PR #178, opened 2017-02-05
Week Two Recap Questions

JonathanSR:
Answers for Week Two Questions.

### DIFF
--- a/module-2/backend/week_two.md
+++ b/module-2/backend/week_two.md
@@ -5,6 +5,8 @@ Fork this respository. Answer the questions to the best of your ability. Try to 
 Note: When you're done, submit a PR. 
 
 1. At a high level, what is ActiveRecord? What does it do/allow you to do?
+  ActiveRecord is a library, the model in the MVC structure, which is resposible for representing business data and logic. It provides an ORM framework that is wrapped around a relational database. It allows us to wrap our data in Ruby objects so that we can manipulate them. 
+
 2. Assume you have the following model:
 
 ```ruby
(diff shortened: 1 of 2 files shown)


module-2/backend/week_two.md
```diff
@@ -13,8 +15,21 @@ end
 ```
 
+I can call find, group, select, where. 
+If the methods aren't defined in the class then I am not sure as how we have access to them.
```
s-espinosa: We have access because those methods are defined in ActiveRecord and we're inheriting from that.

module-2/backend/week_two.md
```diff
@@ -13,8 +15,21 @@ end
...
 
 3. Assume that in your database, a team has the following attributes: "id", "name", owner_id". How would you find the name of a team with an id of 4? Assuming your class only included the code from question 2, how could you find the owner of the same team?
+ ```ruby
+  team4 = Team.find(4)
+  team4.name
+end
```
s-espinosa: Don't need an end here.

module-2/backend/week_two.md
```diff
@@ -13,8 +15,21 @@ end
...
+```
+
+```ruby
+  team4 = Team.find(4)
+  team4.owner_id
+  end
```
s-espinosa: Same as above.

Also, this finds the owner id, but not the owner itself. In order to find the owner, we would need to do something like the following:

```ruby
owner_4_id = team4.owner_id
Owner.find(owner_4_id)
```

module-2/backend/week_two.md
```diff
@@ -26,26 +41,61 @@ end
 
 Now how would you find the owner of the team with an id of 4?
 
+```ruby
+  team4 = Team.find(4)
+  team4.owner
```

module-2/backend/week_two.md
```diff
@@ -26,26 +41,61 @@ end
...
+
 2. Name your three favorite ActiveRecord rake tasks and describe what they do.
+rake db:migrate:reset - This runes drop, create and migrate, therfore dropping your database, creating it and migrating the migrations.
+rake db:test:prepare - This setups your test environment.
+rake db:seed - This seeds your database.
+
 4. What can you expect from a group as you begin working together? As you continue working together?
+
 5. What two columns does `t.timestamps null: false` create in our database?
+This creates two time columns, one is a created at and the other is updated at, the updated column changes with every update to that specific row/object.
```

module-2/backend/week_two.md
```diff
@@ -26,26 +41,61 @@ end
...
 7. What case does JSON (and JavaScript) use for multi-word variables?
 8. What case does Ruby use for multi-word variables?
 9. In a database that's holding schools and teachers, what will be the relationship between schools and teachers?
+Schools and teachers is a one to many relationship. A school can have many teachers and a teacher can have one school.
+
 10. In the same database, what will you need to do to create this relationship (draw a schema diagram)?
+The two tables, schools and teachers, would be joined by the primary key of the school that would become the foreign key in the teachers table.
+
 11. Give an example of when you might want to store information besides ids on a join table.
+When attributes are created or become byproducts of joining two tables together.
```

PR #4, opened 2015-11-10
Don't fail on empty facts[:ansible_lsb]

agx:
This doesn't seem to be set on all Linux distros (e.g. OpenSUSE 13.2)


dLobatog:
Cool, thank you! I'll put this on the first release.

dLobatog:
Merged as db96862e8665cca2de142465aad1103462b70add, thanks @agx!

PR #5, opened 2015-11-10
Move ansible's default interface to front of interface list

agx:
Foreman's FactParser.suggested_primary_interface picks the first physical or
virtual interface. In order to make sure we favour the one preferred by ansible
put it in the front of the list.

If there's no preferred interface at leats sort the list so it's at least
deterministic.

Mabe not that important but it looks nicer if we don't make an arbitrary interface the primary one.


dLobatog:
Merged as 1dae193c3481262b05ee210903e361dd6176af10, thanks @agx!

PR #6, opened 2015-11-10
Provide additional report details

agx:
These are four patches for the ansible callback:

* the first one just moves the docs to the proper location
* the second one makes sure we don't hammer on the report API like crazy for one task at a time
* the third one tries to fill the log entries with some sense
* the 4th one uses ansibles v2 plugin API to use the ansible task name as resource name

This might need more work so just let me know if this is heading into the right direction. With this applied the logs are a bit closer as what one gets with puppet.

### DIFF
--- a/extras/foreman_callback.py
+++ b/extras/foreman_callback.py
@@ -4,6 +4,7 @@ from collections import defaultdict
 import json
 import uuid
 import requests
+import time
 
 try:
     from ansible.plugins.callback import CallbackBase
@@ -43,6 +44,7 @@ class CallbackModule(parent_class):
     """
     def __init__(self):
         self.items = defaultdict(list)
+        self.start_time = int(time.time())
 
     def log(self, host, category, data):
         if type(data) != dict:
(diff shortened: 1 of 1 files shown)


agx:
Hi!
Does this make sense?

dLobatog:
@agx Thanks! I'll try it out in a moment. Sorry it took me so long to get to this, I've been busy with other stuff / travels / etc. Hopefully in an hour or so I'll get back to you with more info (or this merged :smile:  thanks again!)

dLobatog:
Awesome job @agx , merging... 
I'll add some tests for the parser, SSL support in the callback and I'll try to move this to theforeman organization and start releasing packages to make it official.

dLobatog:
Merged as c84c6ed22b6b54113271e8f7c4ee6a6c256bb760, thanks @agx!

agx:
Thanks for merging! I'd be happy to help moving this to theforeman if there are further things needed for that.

◆ ◆ ◆ ◆ ◆ ◆ ◆

> [WHAT IS NEEDED] Each line of the entries where the string "columns" occurs should be shown.

> [ANSWER SECTION]
 5. What two columns does `t.timestamps null: false` create in our database?
+This creates two time columns, one is a created at and the other is updated at, the updated column changes with every update to that specific row/object.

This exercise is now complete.